2 Tbsp Halladay’s Spinach Artichoke Seasoning

1 (15 oz) can artichoke hearts, drained and chopped

½ cup mayo

½ cup sour cream

½ cup mozzarella (plus ½ cup set aside)

½ cup grated parmesan cheese

1 cup shredded rotisserie chicken, optional

Basic Spaghetti Squash Cooking Directions:

Preheat oven to 350°F and line a cookie sheet with parchment paper or a silicone mat. Place the whole spaghetti squash in the microwave for 5 minutes. This softens the squash slightly, cuts down on the cooking time and makes it easier to cut.
Cut the squash in half lengthwise and scoop out seeds. Drizzle with olive oil and salt and pepper. Roast for about an hour or until the flesh scoops out easily.

Combine all ingredients together. Scoop out spaghetti squash flesh and add to spinach mixture. Add salt and pepper to taste and put back in the shells. Sprinkle remaining mozzarella cheese on top. Put back in the oven for 20 to 30 minutes, or until heated through and cheese is melted.

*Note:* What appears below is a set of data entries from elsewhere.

PR #210, opened 2015-02-17
Jhbate/handle no data store

jh-bate:
@jebeck so this should resolve the issue seen with the beta testers where no storage has been setup. If you could take a look at the proposed solution. Feel free to tell me its a bad idea :)

Note ready to merge until
- wording cleaned up @brandonarbiter 
- state of overlay decided. i.e. should I close it as soon as you click through to fix storage or once the storage is fixed. Also should it be dismissible or should the only option be to click through and fix your storage @brandonarbiter


kentquirk:
I just tweaked the wording a bit on a few of the items.

app/app.js
```diff
@@ -1384,6 +1384,30 @@ var AppComponent = React.createClass({
...
+        <p>{message}</p>
+        {link}
+      </div>
+    );
+
+    this.setState({
+      notification: {
+        type: 'alert',
+        body: body,
+        isDismissable: true
```
jebeck: I defnitely think it should remain dismissable. Could we also auto-dismiss it once your set-up is successful? It's not a great experience to still have the error there after you finish.

jh-bate: Yeah I am just going to close dialog once you click through to the link.

jebeck:
Generally this approach seems like a good idea to me (just a nit about the alert's dismissability), and it works locally. Probably need to remember to do an update merge from master before it comes in, especially since there is still language to be reviewed. Otherwise looks merge-able to me.

jh-bate:
updates addressed, now merging. Possible tweaks to wording after second review but close enough for now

Carb-Free Turkey Bolognese with Spaghetti Squash

1 medium onion, diced

1 lb. ground turkey

2 TBSP Italian Dipping Oil blend

1 (28 oz.) can crushed tomatoes

1 grated carrot

1/2 cup non-fat half & half, optional

1 spaghetti squash, halved and seeds removed

In a medium skillet, cook onion until soft. Add turkey, grated carrot and seasoning; cook until turkey is browned. Add tomatoes, bring to a light boil. Reduce heat to low and simmer until sauce is thick, about 30 minutes. Add half & half, if desired. Place squash, cut sides down, on a rimmed glass dish and fill with about an inch of water. Microwave until soft, about 10-15 minutes, depending on the size of squash and microwave. Top "spaghetti" with meat sauce.